The Shell of Sense by Olivia Howard Dunbar

Перевод — Екатерина Зудова, Зарина Дзарасова, Аркадий Тесленко

Редактура — Светлана Арестова, Игорь Мокин

Перевод выполнен по изданию: The Shell of Sense. Collected Ghost Stories of Olivia Howard Dunbar (1997)

Иллюстрации — Венди Уиз

  * * *

Сумрачная, тусклая комната осталась прежней, и это было невыносимо. Взгляд скользил по привычным, знакомым до боли, уютным вещицам, среди которых прошла моя земная жизнь. Каким бы далеким ни был теперь этот мир, я сразу заметила, что книги, взятые мною с полок, так и не вернулись на свои места; что нежные побеги папоротников, за которыми я ухаживала, продолжают тщетно тянуться к свету; что, подобно старенькой говорливой соседке, все так же тихо бормочут мои часы.
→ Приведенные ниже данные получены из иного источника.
PR #498, opened 2019-07-31
For sflow feature, SAI changes needed for sonic-vs platform

rakeshdatta:
- _What I did_

Add SAI library changes to support sflow in sonic-vs.

- _How I did it_

When sflow is configured using CLI or other supported mechanisms, the orch-agent invokes 
the SAI API set_port_attribute(). For the sflow feature, his API is used to set the SAI_PORT_ATTR_INGRESS_SAMPLEPACKET_ENABLE attribute of a netdev port. The value stored for this attribute is a samplepacket object, which essentially contains various sampling attributes (sampling rate, sampler group etc.) associated with the port.

When sampling is disabled on a port, the  SAI_PORT_ATTR_INGRESS_SAMPLEPACKET_ENABLE attribute  is set to a null object. 
When sampling is enabled on a port, the  SAI_PORT_ATTR_INGRESS_SAMPLEPACKET_ENABLE attribute is set to a valid samplepacket object. 

For sonic-vs, in the absence of a real ASIC programming, the 'tc' command is used instead to configure the sampling parameters inside the kernel. In this PR we invoke the appropriate 'tc' command, based on the requested config actions (disable or enable or update). 

- _How to verify it_

  - Using https://github.com/Azure/sonic-buildimage/pull/3251 changes, build a sonic image
  - Using https://github.com/Azure/sonic-utilities/pull/592 changes, use the CLIs to configure sflow globally and on a port. Thereafter, use the show CLI to verify the changes made. 
  - Use the logs to verify the invocation of the proposed change in this  PR.

- _Description for the changelog_

   - Update: Added vslib changes to support sflow in sonic-vs
 
- _Additional Information_
  Please **DO NOT MERGE** until these PRs are merged:
  https://github.com/Azure/sonic-buildimage/pull/3251

Signed-off-by: Rakesh Datta <rakesh.datta@dell.com>

### DIFF
--- a/vslib/inc/sai_vs_state.h
+++ b/vslib/inc/sai_vs_state.h
@@ -253,11 +253,34 @@ class SwitchState
         return it->second;
     }
 
+    void setTapNameToPortId(
+            _In_ const std::string& tapname,
+            _In_ sai_object_id_t port_id)
+    {
+        SWSS_LOG_ENTER();
+
+        m_port_id_to_tapname[port_id] = tapname;
+    }
+
+    bool  getTapNameFromPortId(
+            _In_ const sai_object_id_t port_id,
+            _Out_ std::string& if_name)
+    {
+        SWSS_LOG_ENTER();
+
+        if (m_port_id_to_tapname.find(port_id) != m_port_id_to_tapname.end())
+        {
+            if_name = m_port_id_to_tapname[port_id];
+            return true;
+        }
+        return false;
+    }
+
     private:
 
         sai_object_id_t m_switch_id;
 
-        std::map<std::string, sai_object_id_t> m_ifname_to_port_id;
+        std::map<sai_object_id_t, std::string> m_port_id_to_tapname;
 
         swss::SelectableEvent m_link_thread_event;
 
--- a/vslib/src/sai_vs_switch.cpp
+++ b/vslib/src/sai_vs_switch.cpp
@@ -14,6 +14,8 @@
 
 #include <thread>
 
+sai_object_id_t g_vs_switch_id = SAI_NULL_OBJECT_ID;
+
 /**
  * @brief Get SwitchState by switch id.
  *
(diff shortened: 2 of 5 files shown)


vslib/inc/sai_vs_state.h
```diff
@@ -253,11 +253,34 @@ class SwitchState
...
+            return true;
+        }
+        return false;
+    }
+
     private:
 
         sai_object_id_t m_switch_id;
 
-        std::map<std::string, sai_object_id_t> m_ifname_to_port_id;
```
kcudnik: why this is removed ?

vslib/src/sai_vs_switch.cpp
```diff
@@ -14,6 +14,8 @@
 
 #include <thread>
 
+sai_object_id_t g_vs_switch_id = SAI_NULL_OBJECT_ID;
```
kcudnik: this is not needed, vs_switch_id can be obtained from object_id and checked whether is in objects map

vslib/inc/sai_vs_state.h
rakeshdatta: m_ifname_to_port_id is unused in the code. Instead, m_ifname_to_port_id_map is used every where.
This is bit of a cleanup.

vslib/src/sai_vs_switch.cpp
rakeshdatta: We need the switch_id inside vs_set_port_attribute(). 
Unfortunately, only two arguments are passed to it, namely port_id and attr. 
We are not able to determine switch_id from any of these arguments. Hence, we need a global.
Please let me know your views.

kcudnik: yes you are able to determine that even using sai_switch_id_query api

rakeshdatta: Sure, required modifications are made.

PR #500, opened 2019-08-01
Add support for port remove and port create (no warm boot)

kcudnik:
- added support in syncd
- added support in sairedis
- added added support in virtual switch
- added basic port remove/create unittests

warm boot scenario is not yet supported


meta/sai_meta.cpp
```diff
@@ -1705,6 +1725,151 @@ sai_status_t meta_generic_validation_create(
...
+        _In_ sai_object_id_t oid)
+{
+    SWSS_LOG_ENTER();
+
+    if (oid == SAI_NULL_OBJECT_ID)
+        SWSS_LOG_THROW("not expected NULL object id");
+
+    //sai_object_type_t object_type = sai_object_type_query(oid);
+
+    // TODO for each oid - check reference count if it's safe to remove
```
lguohan: is this still TODO?

kcudnik: forgot to remove that, this is checked in line 1831 and 1849

PR #508, opened 2019-08-29
Add to filter out switch MAC address FDB entry from FDB notification

vincentchiang-ec:
Signed-off-by: vincent_chiang <vincent_chiang@edge-core.com>

This modification is to fix issue [#507](https://github.com/Azure/sonic-sairedis/issues/507).

- What I did
Add to filter out switch MAC address FDB entry from FDB notification

- How I did it
Skip to notify FDB entry when MAC address is the same as the switch MAC address.

- How to verify it
There is no FDB error message occurred on system boot up.

- Description for the changelog
N/A

### DIFF
--- a/syncd/syncd_notifications.cpp
+++ b/syncd/syncd_notifications.cpp
@@ -334,9 +334,28 @@ void process_on_fdb_event(
 
     bool sendntf = true;
 
+    std::vector<sai_fdb_event_notification_data_t> ntf_data;
+
+    sai_object_meta_key_t meta_key;
+    meta_key.objecttype = SAI_OBJECT_TYPE_SWITCH;
+    meta_key.objectkey.key.object_id = data[0].fdb_entry.switch_id;
+    sai_attribute_t attr;
+    attr.id = SAI_SWITCH_ATTR_SRC_MAC_ADDRESS;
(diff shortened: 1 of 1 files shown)


syncd/syncd_notifications.cpp
```diff
@@ -334,10 +334,29 @@ void process_on_fdb_event(
...
     bool sendntf = true;
 
+    std::vector<sai_fdb_event_notification_data_t> ntf_data;
+
+    sai_object_meta_key_t meta_key;
+    meta_key.objecttype = SAI_OBJECT_TYPE_SWITCH;
+    meta_key.objectkey.key.object_id = data[0].fdb_entry.switch_id;
+    sai_attribute_t attr;
+    attr.id = SAI_SWITCH_ATTR_SRC_MAC_ADDRESS;
+    auto info = sai_metadata_get_object_type_info(SAI_OBJECT_TYPE_SWITCH);
```
kcudnik: please don't do any SAI queries in this functions, this is processed in separate thread, use the switch mac from SaiSwitch objects which has switch mac queried at instantiating swtich

also your approach will do query every time new notification will come which is not necessary

vincentchiang-ec:
Got it, should I finish the modification? Or just close this PR?

kcudnik:
You can go and close it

Комната осталась прежней — по крайней мере, на первый взгляд. Но вскоре я стала замечать незначительные перемены, и каждая жестоко меня ранила. Окна были плотно закрыты, а ведь я всегда поддерживала в доме прохладу, хоть и знала, что Тереза любит тепло. Корзинка для рукоделия пришла в беспорядок… Кто бы мог подумать, что меня это так заденет. К тому же я впервые пришла сюда тенью, и мои новые чувства сбивали с толку. Поначалу комната показалась мне такой близкой и бесконечно родной, что захотелось прильнуть щекой к стене; но в следующий же миг сладкая тоска уступила место болезненно острым ощущениям. Как можно было вынести — и неужели мне приходилось выносить ранее — безжалостный натиск стихий? Ослепительные краски и бьющий в окно свет не давали мне разглядеть движения ветра, а какофония звуков заглушала шелест распускающихся в саду роз.

Как можно было вынести — и неужели мне приходилось выносить ранее — безжалостный натиск стихий?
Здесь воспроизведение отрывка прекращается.